# uhh, you might have seen these BUT remember carrot top?



## orodwen (Aug 19, 2005)

don't know how long these images will last but here ya go:





























oh, and yes, he gets his brows dyed.  they're actually as pale as chelsea's, w/out her expert hand at filling them in, in real life.


----------



## Janice (Aug 19, 2005)

ew, he needs to pull up his shorts! Why is he wearing so much black eyeliner to work out?


----------



## Jessica (Aug 19, 2005)

::::vomits::::
I am sooooooooooo frightened and with his private hair revealed..........::cleans up another mess:::is rather revolting


----------



## orodwen (Aug 19, 2005)

Quote:

   Originally Posted by *Janice* 
_ew, he needs to pull up his shorts! Why is he wearing so much black eyeliner to work out?_

 
i know.  he's like that in tons of pics, not just these.  i dunno about the black e/l thing.  very odd pics, eh?  i'm glad he's working out & all but the whole image is very unusual.


----------



## orodwen (Aug 19, 2005)

Quote:

   Originally Posted by *Jessica* 
_::::vomits:::: I am sooooooooooo frightened and with his private hair revealed..........::cleans up another mess:::is rather revolting_

 
i think you need to post the puking smiley, jessica, but it's not working.


----------



## Soup Nazi (Aug 19, 2005)

As far as being shape goes, that guy knows his stuff.

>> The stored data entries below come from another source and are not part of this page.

PR #2893, opened 2017-07-06
Bug 1378881 - On upgrade the client record is not updated with the fxaDeviceId

jhugman:
https://bugzilla.mozilla.org/show_bug.cgi?id=1378881

PR #3177, opened 2017-09-14
Bug 1382561 — Start syncing after verification

jhugman:
This PR dismisses the `FxAContentController` correctly after a successful verification.

Initially, this PR had some work which eventually moved to a thought-to-be-related [Bug 1395547][1].

https://bugzilla.mozilla.org/show_bug.cgi?id=1382561

[1]: https://bugzilla.mozilla.org/show_bug.cgi?id=1395547
[2]: https://bugzilla.mozilla.org/show_bug.cgi?id=1400883

### DIFF
--- a/Client/Frontend/Settings/SettingsTableViewController.swift
+++ b/Client/Frontend/Settings/SettingsTableViewController.swift
@@ -404,14 +404,19 @@ class AccountSetting: Setting, FxAContentViewControllerDelegate {
     override var accessoryType: UITableViewCellAccessoryType { return .none }
 
     func contentViewControllerDidSignIn(_ viewController: FxAContentViewController, withFlags flags: FxALoginFlags) {
-        // Reload the data to reflect the new Account immediately.
-        settings.tableView.reloadData()
-        // And start advancing the Account state in the background as well.
-        settings.SELrefresh()
-
-        // Dismiss the FxA content view if the account is verified.
+        // This method will get called twice: once when the user signs in, and once
+        // when the account is verified by email – on this device or another.
+        // If the user hasn't dismissed the fxa content view controller,
+        // then we should only do that (thus finishing the sign in/verification process)
+        // once the account is verified.
+        // By the time we get to here, we should be syncing or just about to sync in the
+        // background, most likely from FxALoginHelper.
         if flags.verified {
             _ = settings.navigationController?.popToRootViewController(animated: true)
+            // Reload the data to reflect the new Account immediately.
+            settings.tableView.reloadData()
+            // And start advancing the Account state in the background as well.
+            settings.SELrefresh()
         }
     }
 


Client/Application/AppDelegate.swift
```diff
@@ -210,6 +217,16 @@ class AppDelegate: UIResponder, UIApplicationDelegate, UIViewControllerRestorati
         return true
     }
 
+    fileprivate func updateSyncScratchpad() {
+        // We need to associate the fxaDeviceId with sync;
+        // We can do this anything after the first time we account.advance()
+        // but before the first time we sync.
+        if let deviceRegistration = profile?.getAccount()?.deviceRegistration,
+            let scratchpadPrefs = profile?.prefs.branch("sync.scratchpad") {
+            scratchpadPrefs.setString(deviceRegistration.toJSON().stringValue()!, forKey: PrefDeviceRegistration)
```
rnewman: This code has gone through several revisions (e.g., #2893), but I think it's fundamentally wrong. FxALoginHelper should not be reaching into `sync.scratchpad`.

If a sync is in progress, this change will get wiped out. If a sync isn't in progress, then this work shouldn't be needed — the right channel for communication between the FxA state machine and the Sync state machine is the result of `advance`.

I suggest:

- Making sure the device registration is part of the account objects. It probably already is.
- Having the Sync code detect, based on that, whether something material has changed about the account that would warrant a re-sync of e.g., clients.
- Having the clients synchronizer decide if it needs to reupload the client record for that reason.
- In the notification handler above, go through `profile.syncManager` to trigger a sync of clients.

Client/Frontend/Settings/FxAContentViewController.swift
```diff
@@ -55,10 +55,10 @@ class FxAContentViewController: SettingsContentViewController, WKScriptMessageHa
 
     deinit {
         NotificationCenter.default.removeObserver(self, name: NotificationFirefoxAccountVerified, object: nil)
-        
-        if AppConstants.MOZ_SHOW_FXA_AVATAR {
-            profile.getAccount()?.updateProfile()
-        }
+//        
+//        if AppConstants.MOZ_SHOW_FXA_AVATAR {
+//            profile.getAccount()?.updateProfile()
```
rnewman: Why is this commented out?

jhugman: [Commit comment][1]:  

>  I'm not sure why this happens in a deinitializer, but it is causing a…
> … crash. (it's being executed on the wrong thread).

This definitely needs to be resolved before this lands.


[1]: 481698ffb1aded144239e5a88ed322feb801a552

Client/Application/AppDelegate.swift
jhugman: @rnewman 

So understand poking things into the scratchpad isn't the right approach. That hack was trying to pass the `deviceRegistration.id` to `ClientsSynchronizer.getOurClientRecord()`, so how do we achieve that now?

I note that the [`authState`][authState] passes to `toReady` is always a `FirefoxAccountSyncAuthState`. Wondering about allowing access to the account or deviceRegistration, so I can put the `fxaDeviceId` into the scratch pad in [`toReady`][toReady].

Unfortunately, [more code][hashedFxADeviceId] has been written with the assumption that `fxaDeviceId` is in the scratchpad.

As to the rest of your list: 

- [x]: Making sure the device registration is part of the account objects.
- [ ]: Having the Sync code detect, based on that, whether something material has changed about the account that would warrant a re-sync of e.g., clients. — I think this is [`NotificationFirefoxAccountDeviceRegistrationUpdated`][NotificationFirefoxAccountDeviceRegistrationUpdated] —  or are you suggesting something in [`toReady`][toReady] as above?
- [ ]: Having the clients synchronizer decide if it needs to reupload the client record for that reason. — Is there any harm in uploading the client record everytime?
- [ ]: In the notification handler above, go through profile.syncManager to trigger a sync of clients. — ok.



[authState]: https://github.com/mozilla-mobile/firefox-ios/blob/master/Providers/Profile.swift#L1103
[toReady]: https://github.com/mozilla-mobile/firefox-ios/blob/master/Sync/SyncStateMachine.swift#L139
[hashedFxADeviceId]: https://github.com/mozilla-mobile/firefox-ios/blob/master/Sync/SyncStateMachine.swift#L900
[NotificationFirefoxAccountDeviceRegistrationUpdated]: https://github.com/mozilla-mobile/firefox-ios/blob/0120d8a69466b5c097a68cef54f092b25f8bbee9/Account/FirefoxAccount.swift#L345

rnewman: It's OK for the device ID to be in the scratchpad — it's just `SyncStateMachine` that should put it there, providing a single place to write it, persist it, and then recognize that it's changed (either from not existing to existing, or if it changes for some other reason).

Re FxA notifications: don't drive parts of the Sync code itself with notifications. It's 'incorrect' in that it's coupling that doesn't make sense, but it also would introduce a second parallel control flow that could occur at any point during a sync, which is hard to get right. These two state machines exist to manage the very significant complexity that occurs during sign-in and the start of a sync; we should not try to circumvent that.

Instead, in the `SSM` we can look at the account state we're given and decide — by looking at our last scratchpad — if something has changed. For example, if the device ID has changed from nothing to a valid device ID, then we can [reset the clients synchronizer](https://github.com/mozilla-mobile/firefox-ios/blob/master/Sync/SyncStateMachine.swift#L906) as we advance, ensuring that we'll upload our own record again.

This will behave correctly, too: e.g., if an error occurs that causes us not to sync clients, we'll remember to do it next time we sync.

Re uploading the client record _every time_ we sync: it's needless load on the server, and it's needless load on other clients, too. Every other client will have to download it each time. Not to mention that it causes risk of conflict for sending tabs and other commands, and a year from now some engineer is going to say "oh, why are we doing this? that's silly, I'll fix it", and will break whatever fix you introduce here.

jhugman:
@rnewman 

I think we're pretty far away from our original starting point now. However, I've changed the way we're getting the `fxaDeviceId` to `getOurClientRecord()` to the way you suggest. 

However, I'm still unsure of two things: 

1. Why does resetting our clients engine always resend our client record?
2. Should we really be trigger a sync from the  NotificationFirefoxAccountDeviceRegistrationUpdated ? We won't be able to sync until after we have finished the login flow, or the verification flow. Responding to this message like this seems to get in the way of both of these things before they've finished.

rnewman:
Resetting a synchronizer, in general, tells it to act as if it's never fetched before. That flips `lastFetched` to `0`, causing it to download everything again. Additionally, the `ClientsSynchronizer` treats `lastFetched == 0` as a first sync, making sure to upload our record.

We don't have to trigger a sync in response to `NFADRU`. We'd only need to do that if we were getting the notification during or after our first sync, and thus needed to make sure another sync occurred to get our client record uploaded. If that is the case, and we don't trigger a sync, we might not upload our client record until the user backgrounds the app or waits fifteen minutes.

Client/Frontend/Settings/FxAContentViewController.swift
vbudhram: Just to give a little background, this was added so that the avatar/display name would get updated after the user navigates from FxA webview settings page (they could have changed it). Where might be a better place to put this?

Client/Frontend/Settings/SettingsTableViewController.swift
```diff
@@ -404,14 +404,13 @@ class AccountSetting: Setting, FxAContentViewControllerDelegate {
...
-        // And start advancing the Account state in the background as well.
-        settings.SELrefresh()
-
         // Dismiss the FxA content view if the account is verified.
         if flags.verified {
             _ = settings.navigationController?.popToRootViewController(animated: true)
+            // Reload the data to reflect the new Account immediately.
+            settings.tableView.reloadData()
+            // And start advancing the Account state in the background as well.
+            settings.SELrefresh()
```
justindarc: I don't understand how this fixes the issue. Wouldn't the previous way just *always* call this instead of conditionally checking `flags.verified`?

jhugman: Previous behaviour was that this method was being called multiple times; and that the settings screen may be being displayed, but the "Sync Now" was either displayed as "Sync Now" as if the sync wasn't happening. 

This was because the sync correctly, _wasn't happening_, but the FxA webview was being dismissed too early.

The delegate method is still being called multiple times, but the flags are being respected – i.e. the webview is only being dismissed once the account is verified.

justindarc: Ah ok. Maybe we should include your explanation in a comment?

jhugman: Updated with comment.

But I've never trained in some trendy shorts without boxers.

-I<3URMOM


----------



## Jessica (Aug 19, 2005)

Quote:

   Originally Posted by *orodwen* 
_i think you need to post the puking smiley, jessica, but it's not working. 
	

	
	
		
		

		
		
	


	






_

 
 Edited the previous post....but you're right. It's not working


----------



## Chelsea (Aug 19, 2005)

he is sooo surgeried and weird now. his hair is gorgeous though. on a woman it would be amazing.


----------



## singinmys0ng (Aug 19, 2005)

um yeah, carrot top we can so see your pubic hair and that is NOT a turn on to women..sorry. And the eyeliner while working out is just gay and you make me want to vomit.


----------



## beautifulxdisaster (Aug 20, 2005)

ewww put on some lotion!  His face looks good in the 4th picture, only.


----------



## orodwen (Aug 20, 2005)

Quote:

   Originally Posted by *Chelsea* 
_he is sooo surgeried and weird now. his hair is gorgeous though. on a woman it would be amazing._

 
oh i know.  i've always loved his hair, regardless of anything else.


----------



## Juneplum (Aug 20, 2005)

PUKE PUKE PUKE!!!! eeewwwww! can u say GROSS????


----------



## angelwings (Aug 20, 2005)

Who is he?


----------



## orodwen (Aug 20, 2005)

Quote:

   Originally Posted by *angelwings* 
_Who is he?_

 
this may help jog your memory: http://www.imdb.com/name/nm0005488/


----------



## angelwings (Aug 20, 2005)

Quote:

   Originally Posted by *orodwen* 
_this may help jog your memory: http://www.imdb.com/name/nm0005488/



_

 
Thanks


----------



## professionaltart (Aug 20, 2005)

i was just about to ask the same thing about his eyeliner. he has a pretty hot body if it wasnt attached to his horibble head.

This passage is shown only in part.